Of course, I'm still relatively new to espresso making and I could have thought about how every change in equipment (including tampers) has been like starting again... but I'm only thinking about it now and cursing my impatience (and the amount of beans that have gone in the compost).


----------



## Neill

Phil104 said:


> *New adventures with an HG One - from the Forum to Foundry and close to a zen moment*
> 
> This thread became a source of comfort when I managed to find it - about 2.10am. So, since buying Trevor W's HG 1 and it arriving from Australia, I've not had much time to play with it. Had a brief session last week - clearly not grinding fine enough but the more I adjusted the worse it seemed to get and then I started worrying about my distribution and tamp and committed the cardinal error of faffing around with that. Then just very busy in work and away at the end of last week until Saturday night (Stockholm...including a couple of hours in Drop Coffee). Had another go on Sunday, worked my way through the rest of the beans that I had...still not right after about an hour and a half and somehow managed to work off the LI shower screen (no idea how I did that - but it was dramatic). Ended up make a V60 with my vintage hand grinder and lots of positive self-talk to avoid despair. Didn't do anything else with it for the rest of Sunday. Yesterday and by this time, was using some Drop beans and had another go last night....could see the beans disappearing and not a drop worth drinking. Took more deep breaths. Took more deep breaths. Contemplated selling the HG One. Couldn't get to sleep. Read the paper. Finished reading Coffee Life in Japan. Meditated on the zen shot. Turned to the Forum. Had a hunt around. Found this thread. Resolved to try again and with different beans (okay, another variable change) took the Foundry Finca las Meninas out of the freezer. Went back to bed and slept a few hours. I'm working at home today so about an hour ago thought, right, let's go. Adjusted the HG slightly finer, ground, still a bit too quick but no spritzing and it wasn't gushing out. Another adjustment and this time it looked a whole better and wow! what a taste in the cup (black treacle and chocolate it says on the pack - and a wonderfully intense hit with a long, long after taste). Another slight adjustment and, as has been reported above, a much finer setting than I imagined and than Trevor had been using (must check what beans he generally used plus Australian temperature etc.). Another good cup. A pause now and I'll have one more shot before tea time. So... superstitiously, I think the Forum and Foundry came to the rescue and I can already sense the appeal of the whole HG One and LI ritual leading, without thinking, to the possibility of a zen shot.
> 
> Of course, I'm still relatively new to espresso making and I could have thought about how every change in equipment (including tampers) has been like starting again... but I'm only thinking about it now and cursing my impatience (and the amount of beans that have gone in the compost).

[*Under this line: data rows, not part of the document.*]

Issue #307, opened 2022-01-22
Server-side of fetch/pull


Byron:
What would be needed to allow a server to send a pack?

### Server fetch/pull (server to client)

* **git-odb**

The below is a very early draft - it would be better to study existing implementations first to get a better overview on what (not) to do.
This one starts with the fun part to allow writing tests early and experiment with different diff algorithms and potentially their performance.
  
* [x] generate a pack from objects received by an iterator producing (see [issue][pack-mvp])
  * [x] base objects only
  * [x] re-use existing delta objects
  * [x] A mechanism to declare some bases to be 'out of pack' for thin pack support
* [x] **Iterator** to feed pack generation efficiently
* [x] pack creation

[pack-mvp]: https://github.com/Byron/gitoxide/issues/67

* **git-transport**

Certainly needs more research, but roughly…
  
* [ ] Server side `accept()`
  * [ ] http(s)
  * [ ] ssh
  * [ ] ~~daemon~~ probaby only used in testing, and we might implement it if it's useful for us as well
  
* **git-protocol**
  
  * [ ] Server side chatter to negotiate a pack for
    * [ ] protocol V2
    * [ ] protocol V1 (_probably not worth it, let's see_)
  
* **gix-serve**

Probably more like a toy at first merely for testing operation against various git clients.
  
  * [ ] A server able to answer via
    * [ ] http(s)
    * [ ] file protocol (or remote invocation via SSH)
  
[sim-crate]: https://crates.io/crates/similar

Byron:
If I understand the question correctly, the answer is yes. The client of `git-transport` could be handled with what's provided by `accept()`, while the actual interaction patterns would be abstracted in `git-protocol`.

yurigeinish:
This is very desirable to be able to quickly implement your own self-hosted git server (existing ones in other langs require too much memory and therefore are a poor fit for cheap vms).

willstott101:
I've been experimenting with writing a server (in a private repo so far). My interest here is in using parts of gix for the protocol, but leaving the storage up to pluggable backends. I'm very curious about git-on-db, and git-on-object-storage, and git-on-kv-store, and mixtures of the three.

I think I have `ls-refs` working and I'm starting to investigate `fetch`. The protocol is very command-based, and in HTTP AsyncRead & AsyncWrite can't really exist at the same time. Regardless we'd want to leave it up to server implementations to authenticate during the connection, find the relevant repo, authorize the parsed command, then hand back to gitoxide to respond.

[...]

PR #1726, opened 2024-12-17
radicle tuning

Byron:
Make adjustments needed to make the final integration into [`heartwood`](https://app.radicle.xyz/nodes/seed.radicle.xyz/rad:z3gqcJUoA1n9HaHKufZs5FCSGazv5) smoother.

### Tasks

* [x] make all necessary changes
* [x] bypass flaky CI

### Notes

* `gix-negotiate` is pulled in even though it's not used at all. Some types make this crate necessary though and I don't think it's worth trying to factor it out.

### DIFF
--- a/tests/journey/gix.sh
+++ b/tests/journey/gix.sh
@@ -109,7 +109,7 @@ title "gix (with repository)"
 
         # for some reason, on CI the daemon always shuts down before we can connect,
         # or isn't actually ready despite having accepted the first connection already.
-        (with "git:// protocol"
+        (not_on_ci with "git:// protocol"
           launch-git-daemon
           (with "version 1"
             it "generates the correct output" && {
@@ -278,7 +278,7 @@ title "gix commit-graph"
           )
         )
         fi
-        (with "git:// protocol"
+        (not_on_ci with "git:// protocol"
           launch-git-daemon
           (with "version 1"
             (with "NO output directory"
--- a/gitoxide-core/src/pack/receive.rs
+++ b/gitoxide-core/src/pack/receive.rs
@@ -94,7 +94,6 @@ where
     .await?;
     let mut negotiate = Negotiate { refmap: &refmap };
     gix::protocol::fetch(
-        &refmap,
         &mut negotiate,
         |read_pack, progress, should_interrupt| {
             receive_pack_blocking(
@@ -123,7 +122,6 @@ where
             shallow_file: "no shallow file required as we reject it to keep it simple".into(),
             shallow: &Default::default(),
             tags: Default::default(),
-            expected_object_hash: Default::default(),
             reject_shallow_remote: true,
         },
     )
--- a/gix-protocol/src/fetch/error.rs
+++ b/gix-protocol/src/fetch/error.rs
@@ -4,11 +4,6 @@
 pub enum Error {
     #[error("Could not decode server reply")]
     FetchResponse(#[from] crate::fetch::response::Error),
-    #[error("Cannot fetch from a remote that uses {remote} while local repository uses {local} for object hashes")]
-    IncompatibleObjectHash {
-        local: gix_hash::Kind,
-        remote: gix_hash::Kind,
-    },
     #[error(transparent)]
     Negotiate(#[from] crate::fetch::negotiate::Error),
     #[error(transparent)]
@@ -26,11 +21,6 @@ pub enum Error {
     LockShallowFile(#[from] gix_lock::acquire::Error),
     #[error("Receiving objects from shallow remotes is prohibited due to the value of `clone.rejectShallow`")]
     RejectShallowRemote,
-    #[error("None of the refspec(s) {} matched any of the {num_remote_refs} refs on the remote", refspecs.iter().map(|r| r.to_ref().instruction().to_bstring().to_string()).collect::<Vec<_>>().join(", "))]
-    NoMapping {
-        refspecs: Vec<gix_refspec::RefSpec>,
-        num_remote_refs: usize,
-    },
     #[error("Failed to consume the pack sent by the remove")]
     ConsumePack(Box<dyn std::error::Error + Send + Sync + 'static>),
     #[error("Failed to read remaining bytes in stream")]
--- a/gix-protocol/src/fetch/function.rs
+++ b/gix-protocol/src/fetch/function.rs
@@ -1,13 +1,12 @@
 use crate::fetch::{
-    negotiate, Context, Error, Negotiate, NegotiateOutcome, Options, Outcome, ProgressId, RefMap, Shallow, Tags,
+    negotiate, Context, Error, Negotiate, NegotiateOutcome, Options, Outcome, ProgressId, Shallow, Tags,
 };
 use crate::{fetch::Arguments, transport::packetline::read::ProgressAction};
 use gix_features::progress::DynNestedProgress;
 use std::path::Path;
 use std::sync::atomic::{AtomicBool, Ordering};
 
-/// Perform one fetch operation, relying on a `transport`, right after a [`ref_map`](RefMap::new()) was created so
-/// it's clear what the remote has.
+/// Perform one fetch operation, relying on a `transport`.
 /// `negotiate` is used to run the negotiation of objects that should be contained in the pack, *if* one is to be received.
 /// `progress` and `should_interrupt` is passed to all potentially long-running parts of the operation.
 ///
@@ -31,7 +30,6 @@ use std::sync::atomic::{AtomicBool, Ordering};
 /// to inform about all the changes that were made.
 #[maybe_async::maybe_async]
 pub async fn fetch<P, T, E>(
-    ref_map: &RefMap,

Glad you've got there. I really enjoy using my HG one. Still haven't swapped the classic for an L1 but some day I will.


----------



## coffeechap

it goes to show what a great resource the forum is, glad you are getting to grips with that lovely combo now.


----------



## Phil104

Thanks Neil and coffeechap (and for the PM Mr boots). The forum is a true community and, cc, you'll be pleased to know that the LI is receiving lots of tender loving care (as will the HG One - as I learn to love it, too).


----------



## drude

I bought a pack of Drop beans when in Budapest. It was amazing in the coffee shop I bought it from. At home, on the L1/HG1, I got one decent shot out of the whole bag. I've never struggled with any beans as much as those. I'd imagine you'll find almost anything easier than those - they were just too light for my kit.


----------



## Neill

drude said:


> I bought a pack of Drop beans when in Budapest. It was amazing in the coffee shop I bought it from. At home, on the L1/HG1, I got one decent shot out of the whole bag. I've never struggled with any beans as much as those. I'd imagine you'll find almost anything easier than those - they were just too light for my kit.

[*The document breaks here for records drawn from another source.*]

PR #1731, opened 2024-12-20
fix pack receive

Byron:
This also re-enabled git-daemon on CI, which technically was just a workaround as it basically also didn't work locally.

In any case, now it works as it won't leave the server in a strange state due to not indicating the end of interaction.

My guess is that somehow the server would see its slots filled up with hanging processes, leading it to stop accepting
connections and probably also to stop going down.


EliahKagan:
This worked out great--a bug is fixed and the tests are working again and reenabled for CI! 🎉

PR #1732, opened 2024-12-21
fix reflog parsing

Byron:
When the reflog message contains `>`, the previous greedy parsing of the actors signature would cause too much to be consumed.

I had a box of drop coffee last year. Stuck to brewing it and it was lovely. Would have been tricky for espresso on the classic.


----------



## iroko

Now your getting good shots you shouldn't have to mess about with the settings too much, just the odd tweak here and there.

Enjoy.


----------



## Phil104

Ah, interesting observations about Drop. I've had some before and managed it okay with the Mignon. I won't get frustrated with the beans, will have another try but then either grind them for brewed or keep the mignon a while longer. And two more good shots this afternoon - so I ended the day feeling encouraged (but contemplating some of the work things I was supposed to do today and never quite got to). Thanks again, guys, you're a huge help.


----------



## Phil104

Ah&#8230; I have just had a frustrating three sessions across the last two days. I really thought that I nailed the grind. Went away for the weekend. Didn't alter anything on the HG1 to the best of my knowledge and so anticipated starting from where I had left off in the post above. I have no idea what happened. Started back with the Finca las Meninas, same prep, and it started spritzing and gushing. Changed the grind setting so it was a bit finer but still spritzing and gushing like a waterfall. Finer still, the same. Took off the gasket and screen and gave all that a good clean and refitted it and then left it all. Tried again this afternoon and still gushing. Finer, finer. Ran out of the las Meninas (what a waste, buy some more) and started on Steve's Secret Stash (Colombia Finca Buena Vista - must listen to that album again). All the time making the grind finer, way back from the HG1 dial in zone. Began to think there might be a problem with the LI so did a grind in the Mignon - a pretty good pour so it's not the LI. Have now wound the HG1 way, way back and now I'm beginning to get somewhere again - although stopped for the night. So - clearly I needed to make the grind much finer than it was but I really, really, for the life of me cannot fathom why I had to do it and why it is now on such a radically different (finer) setting from where it was a week ago. Did I dream that? Any thoughts gratefully received. I wish that all I was worrying about was the best way to clean it.


----------



## Mrboots2u

You would normally say things along the lines of beans age ( presume dose is same ) or what id got knocked , or humidity , but it sounds like you moved the adjustment alot...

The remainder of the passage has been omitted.